In step S830, the condition for determining the suspected actual controller node of the enterprise is that the first-class edge is extended outwards according to the direct investment proportion attribute value being smaller than the first threshold and greater than or equal to the second threshold, which significantly reduces the operation scale compared with the external extension only according to the first-class edge. The pruning operation in the graph calculation can greatly reduce the calculation resources and the calculation time.

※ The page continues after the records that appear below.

PR #1055, opened 2020-03-14
Changed function call to property reference

axiomatic-io:
An update to the APDS9960 library uses a property to reference the proximity value rather than a function call


axiomatic-io:
Sorry forgot to tag @kattni

caternuson:
Just verifying that there's no other code to visit. Appears not.
```
Adafruit_Learning_System_Guides$ grep -i -r apds9960 | grep proximity
Adafruit_Feather_Sense/feather_sense_sensor_demo.py:apds9960.enable_proximity = True
Adafruit_Feather_Sense/feather_sense_sensor_demo.py:    print("Proximity:", apds9960.proximity())
```

PR #1060, opened 2020-03-27
waterfall: adjust to changed name of function

jepler:
Since the time I wrote this code, the function was moved to "extras" and renamed.  Adjust.


jepler:
Testing performed: Loaded waterfall.py on clue with 5.1.0-rc.0 and ran it

PR #1064, opened 2020-03-31
first commit

jedgarpark:


makermelissa:
You could speed this up a bit by changing the preload strings that never change to just the string value.
For instance, for title_font, instead of "ABCDEFGHIJKLMNOPQRSTUVWXYZabcdefghijklmnopqrstuvwxyz", you could just use "Hand Wash" and it will only load those characters.

jedgarpark:
@makermelissa cool, I'll do that.

CLUE_Hand_Wash_Timer/clue_hand_wash_timer.py
```diff
@@ -0,0 +1,88 @@
+"""
+Start a 20 second hand washing timer via proximity sensor.
+Countdown the seconds with text and beeps.
+Display a bitmaps for waiting and washing modes.
+"""
+
+import time
+import board
```
makermelissa: You could avoid importing board and just use `clue.display`

jedgarpark: that changes the display calls throughout right?

jedgarpark: Oh, nevermind, I see what you mean. Got it, will do.

jedgarpark: hmm, seems board needs to be imported for buzzer to work, unless there's a clue equivalent to board.SPEAKER

jedgarpark: I'll switch to `clue.display` since it is more consistent with the other display stuff here, but leaving board import in because it's needed for the way buzzer (pulseio) is being used without a duration. Seems` clue.playTone()` would require a duration and possibly add an unwanted delay to the countdown.

makermelissa: Oh yeah, good call. Go ahead and leave it in.

PR #1071, opened 2020-04-08
change read_region()

liltux:
add time.sleep(.3) delays and break(s) to exit loop upon touch.  (my opinion) more responsive game.  do not have to wait for timer to expire (30 seconds) between touches.


liltux:
Added a commit and change for cpx_hunter.py file.  debug was removed from adafruit_irremote.py in: https://github.com/adafruit/Adafruit_CircuitPython_IRRemote/pull/27.  The debug=False was causing code to fail.

caternuson:
@ladyada Sorry, just coming across this. Both changes look good. Tested first one and it works. Second one looks like simple update to match a breaking change.

ladyada:
np merge once it passes :)

caternuson:
@liltux Thanks for the updates!

liltux:
@everyone_adafruit you guys are awesome,  I love the circuit playground boards.  I just came across some things while working on projects to do with my kiddos.

PR #1075, opened 2020-04-14
first commit powerglove ble midi

jedgarpark:


PowerGlove_BLE_MIDI/powerglove_ble_midi.py
```diff
@@ -0,0 +1,126 @@
...
+        )
+        time.sleep(0.2)
+
+    else:
+        print("Waiting for connection")
+        while not ble.connected:
+            pass
+        print("Connected")
+        while ble.connected:
+
```
tannewt, line 86: Kinda weird to have a blank line as the first after the previous ends in :

jedgarpark: right on, will fix.

PR #2960, opened 2025-02-02
quick fix broken imports/calls of pcf8523

semininja:
Several example files incorrectly `import adafruit_pcf8523` and do `rtc = adafruit_pcf8523.PCF8523(I2C)` when they should `from adafruit_pcf8523.pcf8523 import PCF8523` and `rtc = PCF8523(I2C)`. This PR corrects these imports and makes no other changes. I don't own the various bits of hardware necessary to test these examples, but my changes here *should* have no other impact.

### DIFF
--- a/Daily_Cheer_Automaton/CircuitPython/code.py
+++ b/Daily_Cheer_Automaton/CircuitPython/code.py
@@ -40,7 +40,7 @@ import busio as io
 # import bitbangio as io
 
 # import adafruit_ds3231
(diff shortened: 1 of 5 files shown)


caternuson:
Thanks. These LGTM in terms of syntax. As an additional reference, these updates are consistent with what was done in this similar PR:
https://github.com/adafruit/Adafruit_Learning_System_Guides/pull/2722

PR #2962, opened 2025-02-04
fixed issue of reading Network object in code.py of example for Arduino Nano …

edenchiang:
…RP2040 Connect

### Description
This is a fix for few syntex errors and also an update for the example according to the latest documentation.

### Working environment: 
CircuitPython version: 9.2.4

### Target platform
Arduino Nano RP2040 Connect

#### Line 49:
The `ap` is a `Network` object which is not in dictionay type, so the content should be retrieved by `obj.attribute_name`

#### Line 58:
The `esp` object has no dictionary keys named `ssid `and `rssi`, but which are packed in the `ap_info` object according to the official documentation: [adafruit_esp32spi - ap_info](https://docs.circuitpython.org/projects/esp32spi/en/latest/api.html#adafruit_esp32spi.adafruit_esp32spi.ESP_SPIcontrol.ap_info)


dhalbert (approved):
Thanks for fixing these! This obsolete code was fixed elsewhere, but I didn't know there was a separate example for the Nano RP2040 Connect.

PR #2967, opened 2025-02-11
adding cartoon character clock

FoamyGuy:


TheKitty:
image

FoamyGuy:
I've re-arranged the imports in accordance with that rule. 

The other pylint errors I've disabled because the if statement logic that already wraps the usage of relavent variables prevents use before assignment, and accessing unsubscriptable values. 

This code cannot use `with:` for the file openings because the file must remain open for longer than 1 context block.

FoamyGuy:
@TheKitty I think this one is ready for review now.

Some of those pylint options were only in my local version which is a bit newer than the one used by actions here. The latest commit leaves only the ones present in the versions that the check uses.

TheKitty (approved):

PR #2973, opened 2025-02-18
Arduino SD Card example

FoamyGuy:


TheKitty:
@FoamyGuy did you make a .test.only file?

FoamyGuy:
@TheKitty I've added `.none.test.only` with the latest commit. As far as I can tell there is no Metro 2350, or any other 2350 based devices listed in the jobs. This failed every platform it tried on the first time.

If there is a metro2350 or other 2350 one added in the future this file could be updated to point to it instead of `.none` if my understanding of how the tests work is correct.

TheKitty:
Yes, the process is at https://learn.adafruit.com/submitting-arduino-code-to-the-adafruit-learning-system/adding-a-test-only-file

Yes, the file https://github.com/adafruit/ci-arduino/blob/master/all_platforms.py does not have the definition for a metro_rp2040 or a metro_rp2350

TheKitty (approved):
Please set a task to revisit this once the board definition is available to change the .test.only filename

FoamyGuy:
I've added a todo in basecamp for it.

PR #2976, opened 2025-02-19
USB Host gamepad read data example

FoamyGuy:
Example for reading data from a generic USB game pad on the Feather RP2040 USB Host


TheKitty (approved):
Nice code!

PR #2998, opened 2025-03-24
into the jammy matrix

jepler:
A version of @TheKitty 's HSTX matrix scroller that shows the message "Adafruit Fruit Jam"

Added as a new sketch per request by @ladyada


ladyada:
you can add a .metro_rp2350.test.only file

jepler:
@ladyada I think the remaining failures are not due to my change, but they also don't seem to affect other recent PRs so I'm not sure what's up.

jepler:
thanks

PR #3007, opened 2025-04-01
Add Chips Challenge for guide

makermelissa:
Here's the code in its entirety needed for my guide.


makermelissa:
Thanks. I decided to not do it and instead provide it as an option to users.

TheKitty (approved):
LGTM

PR #3018, opened 2025-04-11
Detect max quality level dynamically.

casten:
Detect max quality level dynamically.
This will select 2 for standard Pico 2's and 5 for standard Pico's.
Tested on Pico and Pico 2.

Note that the the code for Adafruit_CircuitPython_OV5640, the acceptable range of the quality says:
`        """Controls the JPEG quality.  Valid range is from 2..55 inclusive"""`
However, the value 55 is not included, so grammatically I'd say this is inaccurate. 
https://github.com/jerryneedell/Adafruit_CircuitPython_OV5640/blob/main/adafruit_ov5640/__init__.py#L1495
 I've adjust my comment in the code to indicate such.


BlitzCityDIY (approved):
great, i like this approach

PR #3020, opened 2025-04-14
Update - WS Offline Guide

brentru:
This pull request updates the `config.json` file for the following guide: https://learn.adafruit.com/no-code-offline-data-logging-with-wippersnapper/usage

The new `config.json` file reflects a file that is automatically generated by the WipperSnapper Offline Beta 2 release.

### DIFF
--- a/WipperSnapper_Offline/config.json
+++ b/WipperSnapper_Offline/config.json
@@ -1,25 +1,36 @@
 {
     "exportedFromDevice": {
-        "referenceVoltage": 3.3,
-        "totalGPIOPins": 18,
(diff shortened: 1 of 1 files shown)


TheKitty (changes requested):
Are you sure about these? 
      "referenceVoltage": 0,
      "totalGPIOPins": 0,

brentru:
@TheKitty  Yep - that's a good catch. But those values are zero'd out by default but will be initialized later when the user uses the configuration tool.

TheKitty (approved):

PR #3023, opened 2025-04-17
USB SNES-like controller example for arduino

FoamyGuy:


TheKitty (changes requested):
Spelling: If already enumerated, additional class driverr

PIO USB require CPU clock must be multiple of 120 Mhz - is that true or 12 MHz?

FoamyGuy:
> PIO USB require CPU clock must be multiple of 120 Mhz - is that true or 12 MHz? 

I think it's 120 Mhz, but honestly I am not 100%, nor do I know the reason for the limitation. The code here seems to enforce it though: https://github.com/FoamyGuy/Adafruit_Learning_System_Guides/blob/7edbbf2401b81734db129807f714c056cba07048/USB_SNES_Gamepad/Arduino_USB_Host/usbh_helper.h#L68

I reused that file from here: https://github.com/adafruit/Adafruit_Learning_System_Guides/blob/main/USB_Host_Turbo_Button_Gamepad/Arduino_USB_Host_Turbo_Button_Gamepad/usbh_helper.h

TheKitty:
> > PIO USB require CPU clock must be multiple of 120 Mhz - is that true or 12 MHz?
> 
> I think it's 120 Mhz, but honestly I am not 100%, nor do I know the reason for the limitation. The code here seems to enforce it though: https://github.com/FoamyGuy/Adafruit_Learning_System_Guides/blob/7edbbf2401b81734db129807f714c056cba07048/USB_SNES_Gamepad/Arduino_USB_Host/usbh_helper.h#L68
> 
> I reused that file from here: https://github.com/adafruit/Adafruit_Learning_System_Guides/blob/main/USB_Host_Turbo_Button_Gamepad/Arduino_USB_Host_Turbo_Button_Gamepad/usbh_helper.h

Please check with Scott, I was thinking this was an evolving thing

TheKitty (approved):

PR #3024, opened 2025-04-17
add support for Metro rp2350 USB SNES-like controller

FoamyGuy:
Also:
- removed USB HID device handling code that was unused by this project. 
- changed to use a single core & setup/loop functions
- added prints during setup to output which pins are in use for USB


TheKitty:
Some comments still refer to two cores 
For rp2040 pico-pio-usb, calling USBHost.begin() on core1 will have most of the
  // host bit-banging processing works done in core1 to free up core0 for other works

FoamyGuy:
Thank you, the reference to different cores are removed with the latest commit.

TheKitty (approved):

PR #910, opened 2017-09-18
Fix issue due to go/build.ImportDir change response on not found dir

mattfarina:
In go 1.9 there was a change to the way ImportDir, or rather Import
with a local "." package, responded when not found. Previously,
the error was an OS not found error that could be detected by
os.IsNotExist. Now the error is a custom go error using the format:

    fmt.Errorf("cannot find package %q in:\n\t%s", path, p.Dir)

This change looks for both cases. For Go 1.9 is checks of it doesn't
exist because there are similar errors in go/build.

For more detail on the Go side of this see https://github.com/golang/go/issues/21923


mattfarina:
@sdboyer you might be interested in this error. Or, maybe you already have this one down.

sdboyer:
ah, thanks for the heads-up! we moved away from directly using `build.ImportDir` and rely directly on `go/parser` now, so we're set.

Referring to fig. 9, in correspondence with the second embodiment of the above-mentioned method for calculating an actual controller of an enterprise, the present application further provides a second embodiment of a calculation system for an actual controller of an enterprise. The enterprise actual controller computing system 900 comprises a map building module 910, a connected subgraph segmentation module 920 and a target node judgment module 930.
The map building block 910 is the same as the map building block 710 described previously.
The connected subgraph segmentation module 920 is the same as the connected subgraph segmentation module 720.
The target node determination module 930 is configured to find a target node representing an actual controller or a suspected actual controller of the enterprise for each enterprise node, and is responsible for executing step S830.
The method comprises the steps of establishing and storing the knowledge map reflecting the equity investment relationship of the enterprise based on a map database of the knowledge map, finding and calculating an actual controller of the enterprise by adopting a technical means of map calculation, and storing the actual controller in the knowledge map. On the premise of ensuring the correct operation result, the method and the device greatly reduce the operation amount of graph calculation through pruning operation, and have the advantages of high calculation speed, low requirement on hardware resources and the like. The query of the actual controller or the suspected actual controller of any enterprise can immediately obtain a result in the knowledge graph, so that the storage and operation efficiency and the response timeliness are greatly improved.
The above are merely preferred embodiments of the present application and are not intended to limit the present application. Various modifications and changes may occur to those skilled in the art. Any modification, equivalent replacement, improvement and the like made within the spirit and principle of the present application shall be included in the protection scope of the present application.